DUE TO SPAM, SIGN-UP IS DISABLED. Goto Selfserve wiki signup and request an account.
Status
Current state: Accepted
Discussion thread: https://lists.apache.org/thread/zg5jbs4ogqgv7d9qwzvb5rp5vd5y2soc
Vote thread: https://lists.apache.org/thread/s3xo06ow8xz1vsg71lwkjn04qbklny3w
JIRA: KAFKA-17057 - Getting issue details... STATUS
Released:
Motivation
With KAFKA-16508 we changed the Kafka Streams behavior to call the ProductionExceptionHandler for a single special case of retriable TimeoutException thrown for a potentially (we don't know yet, as metadata propagation is async) missing output topic, to break an infinite retry loop.

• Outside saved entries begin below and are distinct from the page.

Issue #2950, opened 2022-09-12
Warn when `before_fork` (and friends) called when running in single mode


schneems:
Hello, beautiful people of Puma. I've seen a common problem relating to my docs for this feature https://devcenter.heroku.com/articles/language-runtime-metrics-ruby#debugging. I think it is affecting other puma users as well. 

## **Problem**

People will put some code in the `before_fork` block of their `puma.rb` but then accidentally boot their app in `single` mode instead of `cluster` mode. When this happens, `before_fork` never gets called.

## **Solution**

My proposal is that when `before_fork` is set, but the app is booting in single mode, we emit a warning. Something like:

```
Warning: You specified code to run in a `before_fork` block, but Puma is configured to run without forking.
```

We could warn when code is specified in these configuration cases:

- `after_worker_fork`
- `before_fork`

## **Describe alternatives you've considered**

Besides warning, we could make it configurable to error. Maybe conditionally based on `PUMA_UNUSED_CONFIG=fail` or something. 

My only concern would be if it's too noisy (I don't know if people run single locally and clustered on prod or not). If that's the case we could possibly gate the feature behind an env var like `PUMA_UNUSED_CONFIG=warn`.

## **Additional context**

You are all wonderful

dentarg:
Warning sounds good to me, don't think we need/should make it fail (maybe you are just testing out the other mode temporary). If opt-in with `PUMA_UNUSED_CONFIG=warn` I don't think it will benefit many. We could make it possible to silence it, similar to [`silence_single_worker_warning`](https://github.com/puma/puma/pull/2565).

nateberkopec:
> I don't know if people run single locally and clustered on prod or not

True, I have seen that often. Like Dentarg said, in that case we'd just make it opt-out.

schneems:
I like it. To recap: Warn by default, no errors with an opt-out "escape valve" to disable the behavior.

We could either follow the `silence_single_worker_warning` pattern with a `silence_fork_callback_warning` or via env vars `PUMA_UNUSED_CONFIG=disable` in your bashrc (or something). Or something else.

nateberkopec:
🤷 Why Not Both?

PR #3089, opened 2023-02-28
Warn when clustered-only hooks are defined in single mode

Vuta:
### Description

Address https://github.com/puma/puma/issues/2950
- Add a default warning log when clustered-only hooks are defined but puma is booted in single mode.
- Add an config option to opt-out the default warning

### DIFF
--- a/lib/puma/dsl.rb
+++ b/lib/puma/dsl.rb
@@ -585,6 +585,11 @@ module Puma
       @options[:silence_single_worker_warning] = true
     end
 
+    # Disable warning message when running single mode with callback hook defined.
+    def silence_fork_callback_warning
+      @options[:silence_fork_callback_warning] = true
+    end
+
     # Code to run immediately before master process
     # forks workers (once on boot). These hooks can block if necessary
     # to wait for background operations unknown to Puma to finish before
@@ -600,6 +605,8 @@ module Puma
     #     puts "Starting workers..."
     #   end
     def before_fork(&block)
+      warn_if_in_single_mode('before_fork')
+
       @options[:before_fork] ||= []
       @options[:before_fork] << block
     end
@@ -615,6 +622,8 @@ module Puma
     #     puts 'Before worker boot...'
     #   end
     def on_worker_boot(key = nil, &block)
+      warn_if_in_single_mode('on_worker_boot')
+
       process_hook :before_worker_boot, key, block, 'on_worker_boot'
     end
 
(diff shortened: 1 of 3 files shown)


lib/puma/dsl.rb
```diff
@@ -1073,7 +1088,18 @@ def process_hook(options_key, key, block, meth)
       elsif key.nil?
         @options[options_key] << block
       else
-        raise "'#{method}' key must be String or Symbol"
+        raise "'#{meth}' key must be String or Symbol"
```
Vuta, line 1091: typo since the beginning? 😄

test/test_config.rb
```diff
@@ -540,6 +558,8 @@ def assert_run_hooks(hook_name, options = {})
     # test multiple
     messages = []
     conf = Puma::Configuration.new do |c|
+      c.silence_fork_callback_warning
```
Vuta, line 561: this is to disable the warning log when running test

lib/puma/dsl.rb
nateberkopec: Whoops 😓

lib/puma/dsl.rb
```diff
@@ -1073,7 +1088,18 @@ def process_hook(options_key, key, block, meth)
...
+      end
+    end
+
+    def warn_if_in_single_mode(hook_name)
+      return if @options[:silence_fork_callback_warning]
+
+      if (@options[:workers] || 0) == 0
+        LogWriter::DEFAULT.log(
+          "Warning: You specified code to run in a `#{hook_name}` block, " \
+          "but Puma is configured to run without forking."
```
nateberkopec, line 1101: Let's be more explicit: "but Puma is configured to run in cluster mode, so your #{hook_name} block did not run."

nateberkopec (changes requested):
One small change in the log string. I would also like to see some tests that the logstring is actually logged for each of the hooks you've added it to.

Thank you so much for contributing to Puma! An excellent first contribution.

lib/puma/dsl.rb
Vuta: thanks @nateberkopec, I have changed the log string and added test cases for it

nateberkopec (approved):

nateberkopec:
Very nice 👏

lib/puma/dsl.rb
```diff
@@ -1073,7 +1088,20 @@ def process_hook(options_key, key, block, meth)
...
+      end
+    end
+
+    def warn_if_in_single_mode(hook_name)
+      return if @options[:silence_fork_callback_warning]
+
+      if (@options[:workers] || 0) == 0
+        log_string =
+          "Warning: You specified code to run in a `#{hook_name}` block, " \
+          "but Puma is configured to run in cluster mode, " \
```
jjb, line 1101: this copy was fixed here: https://github.com/puma/puma/pull/3111/files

However, this seems not to be very flexible, as users might want to keep retrying, too.
Public Interfaces
Add a new return option RETRY to the existing ProductionExceptionHandlerResponse :
public interface ProductionExceptionHandler extends Configurable {
enum ProductionExceptionHandlerResponse {
// existing options
/* continue processing */
CONTINUE(0, "CONTINUE"),
/* fail processing */
FAIL(1, "FAIL"),
// newly added option
/* retry the operation -- might imply throwing a TaskCorruptedException and retrying from the last committed offset;
only valid to return this option if the passed in exception is a RetriableException;
if returned for a non-retriable exception, it will be interpreted as FAIL */
RETRY(2, "RETRY");
}
Proposed Changes
We propose to add a new option ProductionExceptionHandlerResponse.RETRY that a production exception handler can return for RetriableException. If this option is returned for a non-retriable exception, it will be interpreted as FAIL.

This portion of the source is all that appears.